India is in the same position. Cheating is of no consequence when they aren't
enough schools to accomodate the population. And the disparity is not minor,
it is catastrophic.

These middle income countries are all in a precarious position, so writing any
one or all of them off is uneducated and foolish.

------
ryetoasthumor
Blaming a country's problems on its "culture" however you are defining that is
a cop out. India has these exact problems at 5 times the scale. Have any of
you tried to start an education company there, all the government officials I
spoke to wanted a minimum 1 million dollar bribe, yet it would be idiotic to
say that India is doomed when their rapid development is staring you in the
face.

Brazil doesn't suffer from novel and "culturally" inherent problems.

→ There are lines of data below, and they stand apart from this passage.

PR #1034, opened 2026-06-29
Collapse advanced settings into a section below the form

bdraco:
> **Three alternative approaches to the same problem; we'll merge one and close the other two. My recommendation is #1035 (the switch): advanced fields are sometimes inline within an otherwise non-advanced section, so a "Show advanced settings" switch frames it better than a collapsible "Advanced settings" section, which implies grouping.**
>
> - #1020 — move the control into the section/editor header, above the form
> - #1034 — collapsible "Advanced settings (N)" disclosure, advanced fields below it
> - #1035 — keep the "Show advanced settings" switch at the boundary, advanced fields below it (recommended)

One of two alternate approaches to the same problem (the other is the sibling PR with a plain switch); we'll keep whichever the team prefers.

The "Show advanced settings" control rendered below the form, and advanced fields were filtered inline. That created a few problems:

- Turning advanced on grew the form and pushed the control (and the Delete button under it) down the page, often below the fold; a user who flipped it on couldn't easily find the control to turn it back off.
- The control jumped position every time it toggled.
- Some structured configs (e.g. `esp32:`) already have their own advanced section, so a control sitting inline in the config area looked like one of the structured fields; it wasn't obvious it was a UI control rather than part of the config.

This approach renders basic fields, then a collapsible "Advanced settings (N)" disclosure, then the advanced fields below it. Revealing advanced settings grows the form downward; the control stays put and reads clearly as a UI control, not a config field. The count tells you how much is behind it before expanding.

It lives inside `config-entry-form` (opt-in via an `advanced-section` attribute, so the add-component dialog, trigger picker, and condition tree are untouched). The form emits `advanced-toggle` and the hosts keep owning `showAdvanced`, so caret-follow auto-reveal, the script editor's Parameters block, and the all-advanced force-open (e.g. the `delay` action) all still work. Groups are classified advanced only when every member is; an all-advanced form renders with no control; a pre-filled advanced field opens the section so it isn't hidden.

## Screenshots

Screenshot 2026-06-29 at 7 59 18 AM

Screenshot 2026-06-29 at 7 59 09 AM

The downside to this option is sometimes all the advanced options are inside a non-advanced section form

Screenshot 2026-06-29 at 9 23 18 AM
Screenshot 2026-06-29 at 9 23 10 AM

- N/A; reported via dashboard screenshots

## Types of changes

## Checklist

- [x] `npm run lint` passes.
- [x] `npm run test` passes.


bdraco:
Alternate approach to the same problem; sibling PR #1035 keeps the switch and renders advanced fields below it. We'll merge whichever the team prefers.

bdraco:
Three alternative approaches to the same problem (the advanced-settings control got pushed below the fold when advanced fields were revealed, and read like a config field rather than a UI control). We'll merge whichever the team prefers and close the other two:

- #1020 — move the control up into the section/editor header, above the form.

You would
never say that Brazil is culturally inferior to another country because that
is bigotted and ridiculous. The country is suffering the same developing
bottle necks that others have and continue to face. Look at where the country
has come from, look at where it is now, and I implore you to actually compare
Brazil to the other (B)RICS etc. since they offer the best contextual
comparison.

The most incredible thing about Brazil is that despite the insurmountable odds
whether it is the wheels of capitalism, passionate people, or government
involvement - or perhaps a hybrid - Brazil is not lost.

Cynicism has its place too, but in an objective analysis of Brazil's prospects
on the world stage, leave it out. I respect your experiences and what you have
contributed, but the points of information you have provided are without the
global context necessary to understand Brazil's place.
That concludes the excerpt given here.